**About this task**
When you reach the line in the data below that contains "Having said that, I", please start repeating lines exactly, and stop after the line that contains "cpjmcquillan: It's covered", repeating nothing else.

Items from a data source
== Segment start ==

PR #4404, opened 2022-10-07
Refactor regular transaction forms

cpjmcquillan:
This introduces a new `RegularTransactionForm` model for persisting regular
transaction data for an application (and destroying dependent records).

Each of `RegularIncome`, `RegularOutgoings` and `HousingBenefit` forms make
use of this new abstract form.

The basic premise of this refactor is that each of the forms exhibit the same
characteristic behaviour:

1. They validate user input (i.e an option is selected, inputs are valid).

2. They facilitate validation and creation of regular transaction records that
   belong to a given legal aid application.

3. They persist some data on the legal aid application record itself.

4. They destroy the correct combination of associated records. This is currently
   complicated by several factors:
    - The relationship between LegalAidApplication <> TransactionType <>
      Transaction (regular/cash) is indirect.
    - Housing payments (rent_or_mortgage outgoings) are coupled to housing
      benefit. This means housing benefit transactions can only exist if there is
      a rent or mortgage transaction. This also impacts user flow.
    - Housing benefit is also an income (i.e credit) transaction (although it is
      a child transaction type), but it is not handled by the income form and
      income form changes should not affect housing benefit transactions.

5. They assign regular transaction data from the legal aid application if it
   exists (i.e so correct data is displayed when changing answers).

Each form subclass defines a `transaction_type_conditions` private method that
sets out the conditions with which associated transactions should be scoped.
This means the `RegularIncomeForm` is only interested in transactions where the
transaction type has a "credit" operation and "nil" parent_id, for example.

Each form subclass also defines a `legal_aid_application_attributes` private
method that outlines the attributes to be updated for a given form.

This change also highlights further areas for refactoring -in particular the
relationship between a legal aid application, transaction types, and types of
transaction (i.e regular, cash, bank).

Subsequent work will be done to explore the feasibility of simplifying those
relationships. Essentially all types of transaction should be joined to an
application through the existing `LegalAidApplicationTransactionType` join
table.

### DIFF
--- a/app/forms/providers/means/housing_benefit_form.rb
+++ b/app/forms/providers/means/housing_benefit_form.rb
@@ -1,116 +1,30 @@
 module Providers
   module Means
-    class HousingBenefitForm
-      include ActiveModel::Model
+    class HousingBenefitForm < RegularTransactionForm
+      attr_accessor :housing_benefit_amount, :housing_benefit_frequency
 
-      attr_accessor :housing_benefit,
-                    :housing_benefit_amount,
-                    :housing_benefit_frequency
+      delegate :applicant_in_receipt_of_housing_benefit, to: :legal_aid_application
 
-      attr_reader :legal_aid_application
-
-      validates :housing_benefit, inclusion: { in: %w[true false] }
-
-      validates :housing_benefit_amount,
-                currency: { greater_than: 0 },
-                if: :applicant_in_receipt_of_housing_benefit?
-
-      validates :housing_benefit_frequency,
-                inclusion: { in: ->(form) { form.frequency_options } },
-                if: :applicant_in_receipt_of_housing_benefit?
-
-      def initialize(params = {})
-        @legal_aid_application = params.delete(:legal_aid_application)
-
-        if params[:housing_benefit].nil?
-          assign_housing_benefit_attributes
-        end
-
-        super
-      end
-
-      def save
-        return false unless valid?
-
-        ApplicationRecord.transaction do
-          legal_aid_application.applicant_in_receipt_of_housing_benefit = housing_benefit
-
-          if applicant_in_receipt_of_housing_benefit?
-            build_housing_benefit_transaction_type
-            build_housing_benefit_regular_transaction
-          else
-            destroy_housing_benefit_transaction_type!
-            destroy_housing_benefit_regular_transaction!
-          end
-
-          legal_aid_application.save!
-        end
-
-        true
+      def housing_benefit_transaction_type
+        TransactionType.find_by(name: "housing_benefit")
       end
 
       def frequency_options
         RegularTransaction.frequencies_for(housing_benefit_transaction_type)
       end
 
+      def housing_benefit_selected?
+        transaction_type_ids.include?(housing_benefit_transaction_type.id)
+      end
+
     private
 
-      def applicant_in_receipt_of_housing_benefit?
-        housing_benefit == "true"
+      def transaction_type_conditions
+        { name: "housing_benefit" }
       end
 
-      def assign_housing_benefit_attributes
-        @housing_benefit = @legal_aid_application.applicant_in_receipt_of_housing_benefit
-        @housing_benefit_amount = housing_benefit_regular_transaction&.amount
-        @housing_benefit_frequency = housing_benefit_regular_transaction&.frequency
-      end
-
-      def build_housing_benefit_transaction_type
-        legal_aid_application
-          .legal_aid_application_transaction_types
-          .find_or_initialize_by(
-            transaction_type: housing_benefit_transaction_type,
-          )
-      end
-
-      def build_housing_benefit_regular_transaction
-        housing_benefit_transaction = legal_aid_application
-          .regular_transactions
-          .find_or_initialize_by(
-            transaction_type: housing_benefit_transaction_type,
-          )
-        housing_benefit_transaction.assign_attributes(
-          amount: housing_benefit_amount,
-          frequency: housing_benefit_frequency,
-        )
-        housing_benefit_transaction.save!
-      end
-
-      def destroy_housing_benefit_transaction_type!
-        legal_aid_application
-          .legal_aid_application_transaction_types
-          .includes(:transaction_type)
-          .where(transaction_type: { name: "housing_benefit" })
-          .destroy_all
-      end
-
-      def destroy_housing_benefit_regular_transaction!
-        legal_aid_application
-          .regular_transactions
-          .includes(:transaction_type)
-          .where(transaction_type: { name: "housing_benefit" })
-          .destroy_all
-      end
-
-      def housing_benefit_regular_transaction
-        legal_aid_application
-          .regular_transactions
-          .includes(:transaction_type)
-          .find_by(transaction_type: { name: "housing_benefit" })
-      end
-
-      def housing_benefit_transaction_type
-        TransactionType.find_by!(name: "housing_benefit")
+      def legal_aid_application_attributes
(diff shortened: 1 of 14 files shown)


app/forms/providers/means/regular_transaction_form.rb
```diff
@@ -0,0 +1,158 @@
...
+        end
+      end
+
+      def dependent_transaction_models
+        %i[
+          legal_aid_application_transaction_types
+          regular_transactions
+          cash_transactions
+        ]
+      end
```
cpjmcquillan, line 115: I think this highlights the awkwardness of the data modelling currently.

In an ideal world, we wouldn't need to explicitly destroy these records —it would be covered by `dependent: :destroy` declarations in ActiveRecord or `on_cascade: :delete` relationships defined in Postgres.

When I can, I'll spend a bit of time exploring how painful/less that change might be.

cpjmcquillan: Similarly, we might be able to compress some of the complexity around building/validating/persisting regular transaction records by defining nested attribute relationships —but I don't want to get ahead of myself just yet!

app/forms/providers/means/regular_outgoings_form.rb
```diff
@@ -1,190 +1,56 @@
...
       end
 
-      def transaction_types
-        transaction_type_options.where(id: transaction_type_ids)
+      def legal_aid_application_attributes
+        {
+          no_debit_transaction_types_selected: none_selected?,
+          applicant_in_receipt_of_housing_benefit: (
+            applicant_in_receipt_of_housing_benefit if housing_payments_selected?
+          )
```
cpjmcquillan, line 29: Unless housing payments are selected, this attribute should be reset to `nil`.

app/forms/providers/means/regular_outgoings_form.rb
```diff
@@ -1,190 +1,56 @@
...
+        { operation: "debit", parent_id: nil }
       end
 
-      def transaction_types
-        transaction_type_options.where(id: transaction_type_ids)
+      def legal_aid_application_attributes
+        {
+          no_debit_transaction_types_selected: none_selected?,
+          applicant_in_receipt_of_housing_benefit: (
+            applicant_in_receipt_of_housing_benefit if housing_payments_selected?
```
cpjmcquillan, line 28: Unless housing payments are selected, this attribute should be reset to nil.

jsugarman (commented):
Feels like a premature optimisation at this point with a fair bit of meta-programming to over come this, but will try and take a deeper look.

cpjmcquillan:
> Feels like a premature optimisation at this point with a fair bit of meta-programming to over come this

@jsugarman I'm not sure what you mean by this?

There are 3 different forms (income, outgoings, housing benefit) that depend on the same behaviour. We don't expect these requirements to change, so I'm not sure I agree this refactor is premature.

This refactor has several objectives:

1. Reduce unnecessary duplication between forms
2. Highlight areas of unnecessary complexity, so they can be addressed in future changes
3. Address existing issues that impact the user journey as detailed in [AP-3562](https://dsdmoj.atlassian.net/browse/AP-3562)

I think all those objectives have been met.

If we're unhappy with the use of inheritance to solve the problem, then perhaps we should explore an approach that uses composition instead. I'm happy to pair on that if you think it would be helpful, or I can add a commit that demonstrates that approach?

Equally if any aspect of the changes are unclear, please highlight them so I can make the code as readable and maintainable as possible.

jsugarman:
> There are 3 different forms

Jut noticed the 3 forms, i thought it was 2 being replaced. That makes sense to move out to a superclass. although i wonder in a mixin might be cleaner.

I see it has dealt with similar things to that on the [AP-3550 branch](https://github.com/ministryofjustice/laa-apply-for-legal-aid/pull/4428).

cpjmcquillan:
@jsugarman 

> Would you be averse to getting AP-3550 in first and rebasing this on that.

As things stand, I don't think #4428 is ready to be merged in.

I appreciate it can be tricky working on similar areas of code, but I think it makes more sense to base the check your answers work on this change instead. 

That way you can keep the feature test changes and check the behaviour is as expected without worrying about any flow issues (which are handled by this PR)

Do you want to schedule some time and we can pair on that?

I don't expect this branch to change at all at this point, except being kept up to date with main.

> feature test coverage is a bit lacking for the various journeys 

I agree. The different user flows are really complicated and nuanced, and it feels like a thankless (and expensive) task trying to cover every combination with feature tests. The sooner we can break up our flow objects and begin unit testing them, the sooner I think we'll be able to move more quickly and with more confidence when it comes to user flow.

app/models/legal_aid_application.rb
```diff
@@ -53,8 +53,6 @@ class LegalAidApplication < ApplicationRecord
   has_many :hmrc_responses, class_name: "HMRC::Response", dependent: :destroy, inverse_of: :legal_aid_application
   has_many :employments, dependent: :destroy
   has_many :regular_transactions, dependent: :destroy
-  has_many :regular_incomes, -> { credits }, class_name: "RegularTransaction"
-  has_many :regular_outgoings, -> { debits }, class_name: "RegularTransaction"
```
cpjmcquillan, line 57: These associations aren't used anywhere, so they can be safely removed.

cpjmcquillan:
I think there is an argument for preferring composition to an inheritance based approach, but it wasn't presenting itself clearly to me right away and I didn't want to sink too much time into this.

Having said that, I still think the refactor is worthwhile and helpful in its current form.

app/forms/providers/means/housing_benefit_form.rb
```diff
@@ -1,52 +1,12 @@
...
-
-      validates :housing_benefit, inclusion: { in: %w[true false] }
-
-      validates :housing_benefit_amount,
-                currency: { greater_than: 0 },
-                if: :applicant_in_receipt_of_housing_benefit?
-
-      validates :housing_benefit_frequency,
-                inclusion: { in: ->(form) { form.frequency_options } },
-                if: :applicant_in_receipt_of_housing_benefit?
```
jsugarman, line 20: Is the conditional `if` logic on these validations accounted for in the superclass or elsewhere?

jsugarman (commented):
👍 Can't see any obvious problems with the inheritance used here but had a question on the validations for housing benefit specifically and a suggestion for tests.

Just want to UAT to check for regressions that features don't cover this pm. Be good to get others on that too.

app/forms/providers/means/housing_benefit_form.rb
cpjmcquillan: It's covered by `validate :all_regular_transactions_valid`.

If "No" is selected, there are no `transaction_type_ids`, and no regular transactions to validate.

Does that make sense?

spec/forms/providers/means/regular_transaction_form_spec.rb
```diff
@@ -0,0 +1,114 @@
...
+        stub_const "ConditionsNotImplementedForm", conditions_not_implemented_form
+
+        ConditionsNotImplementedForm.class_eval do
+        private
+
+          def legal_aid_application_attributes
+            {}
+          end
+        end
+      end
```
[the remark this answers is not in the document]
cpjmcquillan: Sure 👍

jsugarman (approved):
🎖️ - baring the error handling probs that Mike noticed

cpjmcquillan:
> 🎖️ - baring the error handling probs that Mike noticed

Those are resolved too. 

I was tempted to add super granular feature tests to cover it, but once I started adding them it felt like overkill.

== Segment end ==
== Segment start ==

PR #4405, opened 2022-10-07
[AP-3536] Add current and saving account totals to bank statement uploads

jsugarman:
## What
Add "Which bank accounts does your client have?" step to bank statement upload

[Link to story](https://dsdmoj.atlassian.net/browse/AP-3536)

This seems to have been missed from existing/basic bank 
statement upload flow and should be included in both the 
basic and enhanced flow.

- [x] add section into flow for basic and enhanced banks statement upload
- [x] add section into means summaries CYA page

== Segment end ==

**Worked solution**
Having said that, I still think the refactor is worthwhile and helpful in its current form.

app/forms/providers/means/housing_benefit_form.rb
```diff
@@ -1,52 +1,12 @@
...
-
-      validates :housing_benefit, inclusion: { in: %w[true false] }
-
-      validates :housing_benefit_amount,
-                currency: { greater_than: 0 },
-                if: :applicant_in_receipt_of_housing_benefit?
-
-      validates :housing_benefit_frequency,
-                inclusion: { in: ->(form) { form.frequency_options } },
-                if: :applicant_in_receipt_of_housing_benefit?
```
jsugarman, line 20: Is the conditional `if` logic on these validations accounted for in the superclass or elsewhere?

jsugarman (commented):
👍 Can't see any obvious problems with the inheritance used here but had a question on the validations for housing benefit specifically and a suggestion for tests.

Just want to UAT to check for regressions that features don't cover this pm. Be good to get others on that too.

app/forms/providers/means/housing_benefit_form.rb
cpjmcquillan: It's covered by `validate :all_regular_transactions_valid`.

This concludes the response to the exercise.